Assignment ::
Below are the records; copy every line in them that holds the string "card".

[Stored data]
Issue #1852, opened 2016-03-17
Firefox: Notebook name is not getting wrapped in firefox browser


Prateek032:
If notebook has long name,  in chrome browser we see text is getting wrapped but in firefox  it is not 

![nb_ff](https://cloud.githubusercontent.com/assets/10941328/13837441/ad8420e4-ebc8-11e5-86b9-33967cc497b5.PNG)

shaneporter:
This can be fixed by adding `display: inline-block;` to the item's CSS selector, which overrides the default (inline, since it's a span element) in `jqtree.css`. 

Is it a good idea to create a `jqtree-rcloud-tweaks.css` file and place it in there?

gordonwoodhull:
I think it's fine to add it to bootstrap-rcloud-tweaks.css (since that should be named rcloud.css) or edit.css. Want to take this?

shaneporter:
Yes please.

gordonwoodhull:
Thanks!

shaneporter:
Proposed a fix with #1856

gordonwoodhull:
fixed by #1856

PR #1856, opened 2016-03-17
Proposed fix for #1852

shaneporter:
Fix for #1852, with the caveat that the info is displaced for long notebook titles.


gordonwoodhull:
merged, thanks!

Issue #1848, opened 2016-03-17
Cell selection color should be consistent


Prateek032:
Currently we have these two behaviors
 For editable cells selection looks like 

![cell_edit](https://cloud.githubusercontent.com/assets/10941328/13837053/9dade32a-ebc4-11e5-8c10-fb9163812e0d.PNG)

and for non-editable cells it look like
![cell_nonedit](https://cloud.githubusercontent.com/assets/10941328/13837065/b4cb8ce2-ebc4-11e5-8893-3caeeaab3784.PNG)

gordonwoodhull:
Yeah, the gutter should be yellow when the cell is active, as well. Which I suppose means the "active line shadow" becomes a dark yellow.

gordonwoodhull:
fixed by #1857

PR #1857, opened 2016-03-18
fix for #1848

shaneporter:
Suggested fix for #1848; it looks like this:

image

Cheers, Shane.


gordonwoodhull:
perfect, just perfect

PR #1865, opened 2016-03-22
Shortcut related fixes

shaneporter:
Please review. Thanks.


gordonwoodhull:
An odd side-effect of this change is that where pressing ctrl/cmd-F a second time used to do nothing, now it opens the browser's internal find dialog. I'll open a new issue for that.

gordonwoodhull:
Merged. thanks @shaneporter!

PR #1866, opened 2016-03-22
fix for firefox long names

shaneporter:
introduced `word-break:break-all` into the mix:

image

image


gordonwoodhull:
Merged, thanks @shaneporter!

---

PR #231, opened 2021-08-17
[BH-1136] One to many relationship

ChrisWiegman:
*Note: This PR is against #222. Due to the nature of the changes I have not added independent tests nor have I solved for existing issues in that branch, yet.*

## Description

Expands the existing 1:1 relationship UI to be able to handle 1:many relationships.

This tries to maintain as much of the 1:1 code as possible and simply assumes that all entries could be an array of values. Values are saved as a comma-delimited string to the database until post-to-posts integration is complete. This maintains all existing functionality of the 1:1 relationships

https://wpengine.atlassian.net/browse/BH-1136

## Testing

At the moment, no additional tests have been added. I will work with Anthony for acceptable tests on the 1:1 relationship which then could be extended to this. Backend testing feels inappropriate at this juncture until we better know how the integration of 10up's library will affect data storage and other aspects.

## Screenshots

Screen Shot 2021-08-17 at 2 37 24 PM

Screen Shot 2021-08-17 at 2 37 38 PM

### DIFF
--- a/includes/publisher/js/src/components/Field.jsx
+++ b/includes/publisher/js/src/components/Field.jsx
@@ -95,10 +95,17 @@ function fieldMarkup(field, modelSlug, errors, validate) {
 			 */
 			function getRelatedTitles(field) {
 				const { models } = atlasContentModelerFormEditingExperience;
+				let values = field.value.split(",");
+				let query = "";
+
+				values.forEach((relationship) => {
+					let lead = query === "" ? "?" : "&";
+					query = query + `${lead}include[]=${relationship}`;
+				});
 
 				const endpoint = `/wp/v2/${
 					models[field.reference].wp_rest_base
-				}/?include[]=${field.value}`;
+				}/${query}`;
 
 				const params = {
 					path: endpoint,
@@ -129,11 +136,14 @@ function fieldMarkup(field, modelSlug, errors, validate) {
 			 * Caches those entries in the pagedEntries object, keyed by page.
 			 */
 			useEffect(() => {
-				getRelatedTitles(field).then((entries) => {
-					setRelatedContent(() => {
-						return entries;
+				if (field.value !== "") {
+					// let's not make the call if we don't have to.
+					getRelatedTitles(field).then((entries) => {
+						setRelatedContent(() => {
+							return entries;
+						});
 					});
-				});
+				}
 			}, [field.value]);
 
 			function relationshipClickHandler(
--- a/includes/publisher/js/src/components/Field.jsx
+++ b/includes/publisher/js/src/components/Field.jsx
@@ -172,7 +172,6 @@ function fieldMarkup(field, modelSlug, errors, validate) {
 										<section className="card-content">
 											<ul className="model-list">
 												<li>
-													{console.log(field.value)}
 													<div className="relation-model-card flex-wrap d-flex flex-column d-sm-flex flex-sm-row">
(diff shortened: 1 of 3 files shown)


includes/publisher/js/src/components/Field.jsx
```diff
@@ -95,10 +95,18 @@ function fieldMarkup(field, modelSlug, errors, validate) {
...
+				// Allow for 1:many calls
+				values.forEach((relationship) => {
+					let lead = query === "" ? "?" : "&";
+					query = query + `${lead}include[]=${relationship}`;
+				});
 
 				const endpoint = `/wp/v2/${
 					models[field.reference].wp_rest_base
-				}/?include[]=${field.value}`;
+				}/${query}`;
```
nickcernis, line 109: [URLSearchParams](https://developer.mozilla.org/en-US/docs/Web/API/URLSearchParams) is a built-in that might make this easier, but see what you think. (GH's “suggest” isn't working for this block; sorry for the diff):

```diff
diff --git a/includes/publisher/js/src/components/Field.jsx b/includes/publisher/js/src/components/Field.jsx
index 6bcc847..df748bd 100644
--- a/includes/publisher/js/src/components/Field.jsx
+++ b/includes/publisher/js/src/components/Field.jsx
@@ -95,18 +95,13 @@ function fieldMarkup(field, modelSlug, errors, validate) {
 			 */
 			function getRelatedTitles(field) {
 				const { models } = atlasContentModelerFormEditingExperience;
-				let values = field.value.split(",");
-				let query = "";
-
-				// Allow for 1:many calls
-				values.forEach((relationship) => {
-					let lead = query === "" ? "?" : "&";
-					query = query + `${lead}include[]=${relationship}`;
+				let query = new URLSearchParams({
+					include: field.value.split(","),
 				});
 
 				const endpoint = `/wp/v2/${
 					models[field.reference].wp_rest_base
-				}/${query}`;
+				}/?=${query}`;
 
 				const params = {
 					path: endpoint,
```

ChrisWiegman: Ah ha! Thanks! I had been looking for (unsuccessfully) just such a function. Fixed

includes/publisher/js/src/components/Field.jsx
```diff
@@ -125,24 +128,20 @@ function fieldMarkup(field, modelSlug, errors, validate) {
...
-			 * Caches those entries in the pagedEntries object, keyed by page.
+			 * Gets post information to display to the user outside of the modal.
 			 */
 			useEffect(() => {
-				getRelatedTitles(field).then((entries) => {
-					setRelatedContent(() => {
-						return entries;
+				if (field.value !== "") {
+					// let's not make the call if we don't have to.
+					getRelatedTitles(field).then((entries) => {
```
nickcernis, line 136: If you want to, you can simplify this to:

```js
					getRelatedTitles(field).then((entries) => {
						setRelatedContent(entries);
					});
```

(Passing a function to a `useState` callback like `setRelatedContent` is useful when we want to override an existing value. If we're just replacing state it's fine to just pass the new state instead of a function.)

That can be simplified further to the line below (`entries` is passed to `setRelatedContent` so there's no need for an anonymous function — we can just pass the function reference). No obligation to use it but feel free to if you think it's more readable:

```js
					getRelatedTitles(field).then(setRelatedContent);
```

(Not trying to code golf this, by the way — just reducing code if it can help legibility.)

Answer below ::
 										<section className="card-content">
 													<div className="relation-model-card flex-wrap d-flex flex-column d-sm-flex flex-sm-row">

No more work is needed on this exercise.